No quarto capítulo da exortação “Querida Amazônia” Papa Francisco colocou todos os seus sonhos e expectativas de uma vida eclesial verdadeiramente cristã. É impossível resumi-lo em uma única lauda. Vai aqui a primeira parte desse sonho lindo.
Eclesialidade é princípio de igreja (eclesia), vida comunitária. Portanto, Igreja sem comunidade não existe e povo sem unidade muito menos. Eis a grande e contínua preocupação dos nossos bispos, desde Medelin (1968), Puebla (1979) Santo Domingo (1992) e Aparecida (2007), cujas conferências sempre focaram a questão amazônica com atenção e preocupações. “O caminho continua e o trabalho missionário, se quiser desenvolver uma Igreja com rosto amazônico, precisa de crescer numa cultura do encontro…” (61).
Se existe um vazio a turvar o testemunho de vida eclesial sonhada por Cristo e assumida pela Igreja no seu desempenho missionário “por todo o mundo”, temos responsabilidades. “Seria triste se (os povos da região) recebessem de nós um código de doutrina ou um imperativo moral, mas não o grande anúncio salvífico, aquele grito missionário que visa o coração e dá sentido a todo o resto” (63). Isso qualquer instituição caritativa ou Ong da vida o faz, e às vezes bem. Nossa missão é maior, mais ampla e prioritária. “É o anúncio de um Deus que ama infinitamente cada ser humano” (64).
“Entretanto, o risco dos evangelizadores que chegam a um lugar é julgar que devam não só comunicar o Evangelho, mas também a cultura em que cresceram” (69). Eis que o Papa coloca a mão em muitas feridas do passado. Evangelizar é ensinar aprendendo. É respeitar ensinando. É dar e receber.
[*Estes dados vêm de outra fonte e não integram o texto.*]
PR #135, opened 2026-04-06
Update dependencies for secops

rpoet-jh:
This PR upgrades a couple dependencies to resolve Critical CVEs in those third party dependencies.

The spring security one is more critical. Activemq artemis is only used for testing purposes.


markpatton (approved):
Looks good. Logging dependencies are always a mess!

PR #1279, opened 2023-06-01
Upload artifacts from CI builds

mjcheetham:
We currently don't capture or upload artifacts from our CI builds.. we should do this! This will help with testing PRs and the tip of `main`.

### DIFF
--- a/.github/workflows/continuous-integration.yml
+++ b/.github/workflows/continuous-integration.yml
@@ -1,20 +1,19 @@
-name: GCM
+name: ci
 
 on:
   workflow_dispatch:
   push:
-    branches: [ main, linux ]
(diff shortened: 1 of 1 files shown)


derrickstolee (approved):
I was initially surprised that you abandoned the matrix, but then realized that the artifacts are special on a per-platform basis, so the matrix wasn't really helping us.

mjcheetham:
You can see an example with artifacts from this PR run:
https://github.com/git-ecosystem/git-credential-manager/actions/runs/5148298999?pr=1279#artifacts

mjcheetham:
Merging with bypass as the required build checks have changed as a result of this PR!
Will update the PR merge requirements post this merge.

Issue #594, opened 2021-12-31
Change redirect URI from localhost to 127.0.0.1


hickford:
The OAuth spec https://datatracker.ietf.org/doc/html/rfc8252#section-8.3 recommends to use 127.0.0.1 instead of localhost:

>  While redirect URIs using localhost (i.e., "http://localhost:{port}/{path}") function similarly to loopback IP redirects described in Section 7.3, the use of localhost is NOT RECOMMENDED.  Specifying a redirect URI with the loopback IP literal rather than localhost avoids inadvertently listening on network interfaces other than the loopback interface.  It is also less susceptible to client-side firewalls and misconfigured host name resolution on the user's device.

Examples in code -- BitBucket, GitHub, Azure https://github.com/GitCredentialManager/git-credential-manager/search?q=localhost

hickford:
NB. This would require changing the redirect URI in the OAuth app settings on GitHub etc. https://docs.github.com/en/developers/apps/building-oauth-apps/authorizing-oauth-apps#redirect-urls

Since GitHub allows at most one URI, I can't see how to do this in a backwards compatible way.

mislav:
For GitHub, instead of redirecting back to either `127.0.0.1` or `localhost`, GCM should switch to implementing the [Device Authorization Flow](https://docs.github.com/en/developers/apps/building-oauth-apps/authorizing-oauth-apps#device-flow).

The benefits are that the completed browser flow does not have to redirect to any particular URL (and thus GCM doesn't have to spawn a web server at localhost), and the user is able to complete the browser flow on a different machine than the one where GCM is running as a process.

hickford:
GCM already supports OAuth Device Authorization Grant for GitHub . You can configure a preference with [credential.gitHubAuthModes](https://github.com/GitCredentialManager/git-credential-manager/blob/main/docs/configuration.md#credentialgithubauthmodes).

mislav:
@hickford Thanks for the info! I was able to opt into Device flow by doing this:
```
git config --global credential.gitHubAuthModes device
```
My next question is, why hasn't GCM auto-detected this when authorizing a git operation from `https://github.com`, but instead it defaulted to OAuth web app flow? I would argue that the Device flow should be the default and that it's straightforward to feature-detect.

hickford:
[...]

PR #1281, opened 2023-06-06
Preserve exact original redirect URL in OAuth client

mjcheetham:
The OAuth 2.0 spec requires that redirect URLs be matched _exactly_ if specified, including matching trailing slashes.

Since the .NET `Uri` type's `.ToString()` method will append a trailing slash to the end of path-less URLs (e.g., "http://foo" => "http://foo/") we need to use the `.OriginalString` property instead.

Shoring up this area in anticipation for changes to support multiple GitHub redirect URLs with #594

### DIFF
--- a/src/shared/Core.Tests/Authentication/OAuth2ClientTests.cs
+++ b/src/shared/Core.Tests/Authentication/OAuth2ClientTests.cs
@@ -44,6 +44,55 @@ namespace GitCredentialManager.Tests.Authentication
             Assert.Equal(expectedAuthCode, result.Code);
         }
 
+        [Theory]
+        [InlineData("http://localhost")]
+        [InlineData("http://localhost/")]
+        [InlineData("http://localhost/oauth-callback")]
+        [InlineData("http://localhost/oauth-callback/")]
+        [InlineData("http://127.0.0.1")]
+        [InlineData("http://127.0.0.1/")]
+        [InlineData("http://127.0.0.1/oauth-callback")]
+        [InlineData("http://127.0.0.1/oauth-callback/")]
+        public async Task OAuth2Client_GetAuthorizationCodeAsync_RedirectUrlOriginalStringPreserved(string expectedRedirectUrl)
+        {
+            var baseUri = new Uri("https://example.com");
+            OAuth2ServerEndpoints endpoints = CreateEndpoints(baseUri);
+
+            var httpHandler = new TestHttpMessageHandler {ThrowOnUnexpectedRequest = true};
+
+            OAuth2Application app = new OAuth2Application(TestClientId)
+            {
+                Secret = TestClientSecret,
+                RedirectUris = new[] {new Uri(expectedRedirectUrl)}
+            };
+
+            var server = new TestOAuth2Server(endpoints);
+            server.RegisterApplication(app);
+            server.Bind(httpHandler);
+            server.TokenGenerator.AuthCodes.Add("unused");
+            server.AuthorizationEndpointInvoked += (_, request) =>
+            {
+                IDictionary<string, string> actualParams = request.RequestUri.GetQueryParameters();
+                Assert.True(actualParams.TryGetValue(OAuth2Constants.RedirectUriParameter, out string actualRedirectUri));
+                Assert.Equal(expectedRedirectUrl, actualRedirectUri);
+            };
+
+            IOAuth2WebBrowser browser = new TestOAuth2WebBrowser(httpHandler);
+
+            var redirectUri = new Uri(expectedRedirectUrl);
+
+            var trace2 = new NullTrace2();
+            OAuth2Client client =  new OAuth2Client(
+                new HttpClient(httpHandler),
+                endpoints,
+                TestClientId,
+                trace2,
+                redirectUri,
+                TestClientSecret);
+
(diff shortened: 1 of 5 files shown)


src/shared/Core.Tests/Authentication/OAuth2ClientTests.cs
```diff
@@ -44,6 +44,55 @@ public async Task OAuth2Client_GetAuthorizationCodeAsync()
...
+            var trace2 = new NullTrace2();
+            OAuth2Client client =  new OAuth2Client(
+                new HttpClient(httpHandler),
+                endpoints,
+                TestClientId,
+                trace2,
+                redirectUri,
+                TestClientSecret);
+
+            await client.GetAuthorizationCodeAsync(new[] { "unused" }, browser, null, CancellationToken.None);
```
ldennington, line 93: We don't seem to be testing any outcomes here. Are we just validating that this works with these redirect URLs?

src/shared/TestInfrastructure/Objects/TestOAuth2Server.cs
```diff
@@ -527,23 +527,25 @@ public TokenEndpointResponseJson CreateTokenByDeviceCodeGrant(TestOAuth2ServerTo
...
-                if (redirectUri == uri)
+                // We only accept exact matches, including trailing slashes and case sensitivity
+                if (StringComparer.Ordinal.Equals(redirectUri.OriginalString, url))
                 {
                     return true;
                 }
 
-                // For localhost we ignore the port number
-                if (redirectUri.IsLoopback && uri.IsLoopback)
+                // For loopback URLs _only_ we ignore the port number
```
ldennington, line 540: I'm curious - why do we ignore ports for loopback urls?

src/shared/TestInfrastructure/Objects/TestOAuth2Server.cs
```diff
@@ -527,23 +527,25 @@ public TokenEndpointResponseJson CreateTokenByDeviceCodeGrant(TestOAuth2ServerTo
...
                 {
-                    var cmp = StringComparer.OrdinalIgnoreCase;
+                    // *Case-sensitive* comparison of scheme, host and path
+                    var cmp = StringComparer.Ordinal;
 
-                    // Uri::Authority does not include port, whereas Uri::Host does
+                    // Uri::Authority includes port, whereas Uri::Host does not
                     return cmp.Equals(redirectUri.Scheme, uri.Scheme) &&
-                           cmp.Equals(redirectUri.Authority, uri.Authority) &&
+                           cmp.Equals(redirectUri.Host, uri.Host) &&
```
ldennington, line 548: Was this incorrect before?

ldennington (approved):
LGTM! Just had a couple minor questions.

src/shared/TestInfrastructure/Objects/TestOAuth2Server.cs
mjcheetham: Yes. I wanted to compare just the 'domain' part, not ports (as the comment said). But had `Authority` and `Host` backwards! 🤦

src/shared/TestInfrastructure/Objects/TestOAuth2Server.cs
mjcheetham: This is to mimic real-world OAuth2 authorisation servers, which typically treat loopback addresses (`localhost`, `127.0.0.1`, `::1`) as special.

Redirect URLs are normally supposed to match exactly, including port number. This is the location where the authorisation server will redirect the user agent to, including the authorisation code in the query params for the client to consume.

For public client applications (ones that run on an end-user device), we need to get the authorisation code back to the client application from a user agent _somehow_. You can achieve this in two ways:

1. Using an application-specific URL like (`myapp://oauth`) that is registered with the operating system, or
2. Using a local loopback URL, and have the client application open a port listening for that HTTP request.

For option 2, you can either explicitly define a port number to use for the redirect, or leave it blank. Leaving it blank, the client will pick any random free port before it makes the initial authorisation request. Since the port may not be known ahead of time, the authorization server cannot restrict ahead of time.

Why not just pick an explicit port? Well.. which one should we use? 😜
Obviously one of the ephemeral ports (49152–65535), but there's of course a non-zero (although small) chance we pick a port that's in use by something else on the system...

src/shared/Core.Tests/Authentication/OAuth2ClientTests.cs
mjcheetham: Look a little higher up at line 73:

```csharp
server.AuthorizationEndpointInvoked += (_, request) =>
{
    IDictionary<string, string> actualParams = request.RequestUri.GetQueryParameters();
    Assert.True(actualParams.TryGetValue(OAuth2Constants.RedirectUriParameter, out string actualRedirectUri));
    Assert.Equal(expectedRedirectUrl, actualRedirectUri);
};
```

We are setting an event handler on the `AuthorizationEndpointInvoked` `event`, and performing the validation of the `redirect_uri` in there.

ldennington: Got it! Thanks for clarifying.

PR #1282, opened 2023-06-06
dotnet: update install from src script to target .NET 7

mjcheetham:
In #1274 we updated to target .NET 7, but didn't update the install from source script for Linux to use SDK 7.0.


ldennington (approved):
Teamwork makes the dream work.

PR #1285, opened 2023-06-08
Add the `user` scope to OAuth token requests for GitHub

mjcheetham:
Add the `user` scope to OAuth token requests for GitHub, to better align with other tooling that uses the token generated by GCM, including Visual Studio.

The next time a token needs to be generated, the user will be asked to re-consent to include the new scope. This will not invalidate any existing tokens.


ldennington (approved):

mjcheetham:
Closing PR as the request was dropped.

PR #1288, opened 2023-06-09
Read new `wwwauth[]` input from Git 2.41

mjcheetham:
Add the new `wwwauth[]` credential property to the input arguments surfaced to providers and commands. This optional property is available as of Git 2.41.

```
Git v2.41 Release Notes
=======================

UI, Workflows & Features

 * Allow information carried on the WWW-Authenticate header to be
   passed to the credential helpers.
```

https://lore.kernel.org/git/xmqqleh3a3wm.fsf@gitster.g/

This new property may contain multiple values, as identified by a trailing `[]` on the property name. Extend our `Dictionary/Stream(Reader|Writer)` methods to allow for these multi-valued properties and add a convenience property to the `InputArguments` to get `wwwauth[]`.

### DIFF
--- a/src/shared/Core.Tests/StreamExtensionsTests.cs
+++ b/src/shared/Core.Tests/StreamExtensionsTests.cs
@@ -33,9 +33,9 @@ namespace GitCredentialManager.Tests
 
             Assert.NotNull(output);
             Assert.Equal(3, output.Count);
-            Assert.Contains(KeyValuePair.Create("a", "1"), output);
-            Assert.Contains(KeyValuePair.Create("b", "2"), output);
-            Assert.Contains(KeyValuePair.Create("c", "3"), output);
+            AssertDictionary("1", "a", output);
+            AssertDictionary("2", "b", output);
+            AssertDictionary("3", "c", output);
         }
 
         [Fact]
@@ -47,9 +47,9 @@ namespace GitCredentialManager.Tests
 
             Assert.NotNull(output);
             Assert.Equal(3, output.Count);
-            Assert.Contains(KeyValuePair.Create("a", "1"), output);
-            Assert.Contains(KeyValuePair.Create("b", "2"), output);
-            Assert.Contains(KeyValuePair.Create("c", "3"), output);
+            AssertDictionary("1", "a", output);
+            AssertDictionary("2", "b", output);
+            AssertDictionary("3", "c", output);
         }
 
         [Fact]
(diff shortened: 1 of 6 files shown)


src/shared/Core/Trace.cs
```diff
@@ -215,13 +216,25 @@ public void Flush()
             {
                 bool isSecretEntry = !(secretKeys is null) &&
                                      secretKeys.Contains(entry.Key, keyComparer ?? EqualityComparer<TKey>.Default);
-                if (isSecretEntry && !this.IsSecretTracingEnabled)
+
+                void WriteSecretLine(object value)
```
ldennington: I wasn't aware you could do this. Interesting!

src/shared/Core/InputArguments.cs
```diff
@@ -15,17 +15,24 @@ namespace GitCredentialManager
...
         {
-            if (dict == null)
-            {
-                throw new ArgumentNullException(nameof(dict));
-            }
+            EnsureArgument.NotNull(dict, nameof(dict));
+
+            // Transform input from 1:1 to 1:n and store as readonly
+            _dict = new ReadOnlyDictionary<string, IList<string>>(
+                dict.ToDictionary(x => x.Key, x => (IList<string>)new[] { x.Value })
```
ldennington, line 26: Elegant!

src/shared/Core.Tests/StreamExtensionsTests.cs
```diff
@@ -207,6 +402,20 @@ private static string WriteStringStream(IDictionary<string, string> input, Actio
             return output.ToString();
         }
 
+        private static void AssertDictionary(string expectedValue, string key, IDictionary<string, string> dict)
```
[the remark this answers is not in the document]
ldennington: Ok, I'm fine with that.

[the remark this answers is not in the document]
mjcheetham: Pushed a new commit on top that now uses the `AssertDictionary` helper method.

src/shared/Core/Trace.cs
mjcheetham: Do you mean the use of [local functions](https://learn.microsoft.com/en-us/dotnet/csharp/programming-guide/classes-and-structs/local-functions)?

ldennington: Yep!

Sem imposições, mas com respeito às culturas e tradições do outro. “Os povos aborígenes podem ajudar-nos a descobrir o que é uma sobriedade feliz e, nesta linha, ‘têm muito para nos ensinar’ (71)”. São eles alvos de nossa partilha, não de nossa cultura. “Os habitantes das cidades precisam de apreciar esta sabedoria e deixar-se ‘reeducar’ quanto ao consumismo ansioso e ao isolamento urbano” (72). Quanta sabedoria temos aqui! O Verbo encarnado também habita naquele meio. “Ele está, gloriosa e misteriosamente, presente no rio, nas árvores, nos peixes, no vento, enquanto é o Senhor que reina sobre a criação sem perder as suas chagas transfiguradas e, na Eucaristia, assume os elementos do mundo dando a cada um o sentido do dom pascal” (74).
O ponto de partida da vida eclesial é exatamente este: a Eucaristia. Como entende-la e vivenciá-la sem a presença da Igreja? Como marcar presença sem interferir? São essas as duas grandes questões que hoje nos fazemos. “A enculturação da espiritualidade cristã nas culturas dos povos nativos encontra, nos Sacramentos, um caminho particularmente valioso…” (81) porém “a Igreja deve pôr um cuidado especial em compreender, consolar e integrar, evitando impor-lhes um conjunto de normas como se fossem uma rocha…” (84) e assim respeitar a espiritualidade já latente nas práticas culturais e religiosas daquele povo. Respeitar ensinando. Ensinar aprendendo.
A presença da Igreja é, pois, essencial. Neste sentido, o sacerdote torna-se referência prioritária. “Quando se afirma que o sacerdote é sinal de ‘Cristo cabeça’ o significado principal é que Cristo constitui a fonte da graça: Ele é cabeça da Igreja ‘porque tem o poder de comunicar a graça a todos os membros da Igreja’ (São Tomás de Aquino)” (87). “Por isso, apenas ele pode dizer: “Isto é o meu corpo’. Há outras palavras que só ele pode pronunciar: ‘Eu te absolvo dos teus pecados’ (88)”. Dessas verdades não podemos fugir.